Although many transfer learning algorithms are proposed, there are still few researches devoted to the three key issues in transfer learning, that is, when to transfer, how to transfer and what to transfer [13]. In this paper, we consider the three issues as one problem, i.e., we need to answer whether tasks can be transferred (when), and moreover, how to measure the Transferability. The later one implies the methods to transfer (how) and the information that can be transferred (what). As proposed in [3], we propose a novel MetaTrans method from both aspects of Transferability and Discriminability. Transferability means the similarity between the source and target domains, and Discriminability means how discriminative are the features extracted from a specific algorithm. In order to understand the internal mechanism of transfer learning algorithms and explain why they can improve the performance a lot, we extract some critical features according to these two dominant factors, which are called Meta Transfer Features.

Inspired by meta-learning methods [21] and the recent work [20], we build a model mapping Meta Transfer Features to the transfer performance improvement ratio using historical transfer learning experiences. Different from [20], we propose a multi-task learning framework to use historical experiences, with the reason that experiences from different algorithms vary a lot.

In this work, we make three contributions as follows:

• We propose a novel method MetaTrans to map Meta Transfer Features to the transfer performance improvement, from both aspects of Transferability and Discriminability.

• With the built mapping, we provide a detailed analysis of the success of both shallow and deep transfer algorithms.

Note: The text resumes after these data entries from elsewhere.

PR #1572, opened 2014-09-23
Use boto 2.32.1

singingwolfboy:
To match edx-platform

### DIFF
--- a/playbooks/roles/aws/defaults/main.yml
+++ b/playbooks/roles/aws/defaults/main.yml
@@ -47,7 +47,7 @@ aws_debian_pkgs:
 aws_pip_pkgs:
   - https://s3.amazonaws.com/cloudformation-examples/aws-cfn-bootstrap-latest.tar.gz
   - awscli==1.4.2
-  - boto==2.32.0
+  - boto==2.32.1
 
 aws_redhat_pkgs: []
 aws_s3cmd_version: s3cmd-1.5.0-beta1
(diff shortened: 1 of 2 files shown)


playbooks/roles/aws/defaults/main.yml
```diff
@@ -47,7 +47,7 @@ aws_debian_pkgs:
 aws_pip_pkgs:
   - https://s3.amazonaws.com/cloudformation-examples/aws-cfn-bootstrap-latest.tar.gz
   - awscli==1.4.2
-  - boto==2.32.0
+  - boto==2.32.1
```
singingwolfboy, line 50: I'm not sure if this actually needs to be updated -- I just did a search for `boto==`, found this reference, and figured I'd try to keep the versions as uniform as possible. If this change needs to be removed from the pull request, I'm fine with that.

feanil, line 50: I'm happy to upgrade it if it doesn't break things, so if you would like to keep everything up to date, go ahead and post a link to the changelog and I can take a look, otherwise, this will get updated at some point in the future when one of us has more time to look at it.

singingwolfboy, line 50: Release notes for 2.32.1: https://github.com/boto/boto/blob/develop/docs/source/releasenotes/v2.32.1.rst

feanil:
:+1:

PR #1575, opened 2014-09-23
Change to grep -F for get-rc-branches script

hkim823:


hkim823:
grep -P is taken out of OS X

util/jenkins/get-rc-branches.sh
```diff
@@ -62,7 +62,7 @@ fi
 
 $noop cd "/var/tmp/$repo_basename"
 if [[ -z $noop ]]; then
-    for branch in $(git branch -a | sort -r | tr -d ' ' | grep -P "$filter" ); do
+    for branch in $(git branch -a | sort -r | tr -d ' ' | grep -F "$filter" ); do
```
jarv: Did you  mean to switch this to `-E`?

hkim823: Up to you, -F for just glob match which I thought is what we're doing here, but if we want to expand the script to actually take a regex pattern then yes -E is better.  -P though is gone unfortunately in OS X

jarv: We pass a regex in, not a match string.
`get-rc-branches.sh -r https://github.com/edx/edx-platform -f ^rc/`

Can you test to see if this works with `-E`, if it does :+1:

PR #1576, opened 2014-09-24
setting minimum chunk size

jarv:


e0d:
:+1:

jarv:
This options is not working with s3cmd and I don't see a way to force the chunk size in the aws cli.

PR #1578, opened 2014-09-24
Add play for fixing and checking bash vulnerability

carsongee:


edx-jira:
Thanks for the pull request, @carsongee! I've created [OSPR-56](https://openedx.atlassian.net/browse/OSPR-56) to keep track of it in JIRA. JIRA is a place for product owners to prioritize feature reviews by the engineering development teams. Supporting information that is good to add there is anything that can help Product understand the context for the PR - supporting documentation, edx-code email threads, timeline information ('this must be merged by XX date', and why that is), partner information (this is for a course on edx.org, for example), etc. 

All technical communication about the code itself will still be done via the Github pull request interface. As a reminder, [our process documentation is here](http://edx.readthedocs.org/projects/userdocs/en/latest/process/overview.html).

We can't start reviewing your pull request until you've added yourself to the [AUTHORS](https://github.com/edx/edx-platform/blob/master/AUTHORS) file. Please see the [CONTRIBUTING](https://github.com/edx/edx-platform/blob/master/CONTRIBUTING.rst) file for more information.

jarv:
Maybe include this conditionally in tasks/main.yml?

carsongee:
In common? and what condition?

carsongee:
I should add, feel free to just do as you prefer and submit a new PR, probably easier than explaining ;)

jarv:
Yeah I was thinking that we would add `roles/common/tasks/security-ubuntu.yml` and do something like 

```
- include security-ubuntu.yml
  when: 
    - apply_security_updates is defined
    - ansible_distribution == 'Ubuntu'
```

though if the tasks are idempotent and not too expensive maybe we don't need `apply_security_updates`

carsongee:
sounds good, I'll shuffle it there. I think because update_cache needs to be set it isn't super fast so probably worth the condition

carsongee:
Updated.  I can remove the play if you want, but I thought it would be handy. Just let me know your preference if it differs

jarv:
actually if we are going to bake it into common how about we use `COMMON_SECURITY_UPDATES` as the var, default it to False in common/defaults/main.yml?

carsongee:
updated again

PR #1579, opened 2014-09-24
Update security check to be smarter

carsongee:

PR #1580, opened 2014-09-24
executable misspelled

fredsmith:


hkim823:
:+1:

carsongee:
Good catch, updated #1579 with fix...oddly enough it still worked right...

PR #1581, opened 2014-09-24
Changing out edxapp apt module is being called

hkim823:


hkim823:
@clytwynec can you see if this fixes bringing in the right apt dependencies for edxapp?

clytwynec:
I'm seeing a different error now: https://gist.github.com/clytwynec/58cdd0272167b2919a46
Unfortunately,  I get this error on 'release' too. I have no idea why.

PR #1582, opened 2014-09-24
switches the security task file to a role that is included by common

jarv:


jarv:
@carsongee @feanil @e0d This moves the security task file into a separate role so it is easier to apply by itself. thoughts?

feanil:
Why not just a security tag?

jarv:
Having it in its own role does a couple things

1) gives us the ability to run it from a play without using tags
2) allows us to run it outside of common

e0d:
Makes sense ot me, :+1:

carsongee:
:+1: from me

PR #1585, opened 2014-09-26
Fix check-migrations

hkim823:


util/jenkins/check-migrations.sh
```diff
@@ -62,9 +62,9 @@ extra_var_args+=" -e edxapp_user=jenkins"
 extra_var_args+=" -e syncdb=$syncdb"
 
 # Generate the json configuration files
-ansible-playbook -c local $extra_var_args --tags edxapp_cfg -i localhost, -s -U jenkins edxapp.yml
+ansible-playbook -c local "$extra_var_args" --tags edxapp_cfg -i localhost, -s -U jenkins edxapp.yml
```
feanil: Why are quotes needed for this? etxra_var_args can be multiple arguments not just one.

util/jenkins/get-rc-branches.sh
```diff
@@ -54,17 +54,20 @@ repo_basename=$(basename "$repo")
...
     for branch in $(git branch -a | sort -r | tr -d ' ' | grep -E "$filter" ); do
-      echo "origin/${branch}"
+        echo "origin/${branch}"
     done
-else
-    echo "Would have checked for branches using filter $filter"
+    for tag in $(git tag -l | sort -r | tr -d ' ' | grep -E "$filter"); do
+        echo "$tag"
+    done
+    else
```
feanil: remove leading space.

hkim823: Although it doesn't really matter, I think there was a mix of 2 and 4 space soft tabs in the previous script, normalizing it to 4 space soft tabs.

util/jenkins/check-migrations.sh
hkim823: It could I was worried about spaces not being escaped properly but since it's already working without I'll leave them out

util/jenkins/get-rc-branches.sh
feanil: The `else` line shouldn't have any spaces in front of it.  It should match the `if` above.

fredsmith:
:+1:

PR #2757, opened 2016-02-06
Update sandbox base AMIs.

feanil:
Update the base fully bulit image as well as the 12.04 and 14.04 clean images.

@edx/devops


e0d:
:+1:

• We propose a multi-task learning framework utilizing varying historical transfer experiences from different transfer learning algorithms as much as possible.

2 Related Works

In this section, we introduce some related works, including basic notations, theoretical analysis in transfer learning, deep domain adaptation and some recent researches.

2.1 Notations

In this work, we focus on the homogeneous unsupervised domain adaptation problem. The labeled source domain is denoted by \({\mathcal {D}}_{S}=\{{\mathbf {X}}_{S}, {\mathbf {Y}}_{S}\}\), and similarly, \({\mathcal {D}}_{T}=\{{\mathbf {X}}_{T}\}\) for the unlabeled target domain. In order to evaluate a specific transfer learning algorithm, the real labels of target domain are denoted by \({\mathbf {Y}}_{T}\). We denote by \(h \in {\mathcal {H}}\) the hypothesis (a.k.a. classifier in classification tasks) mapping from sample space \({\mathcal {X}}\) to label space \({\mathcal {Y}}\).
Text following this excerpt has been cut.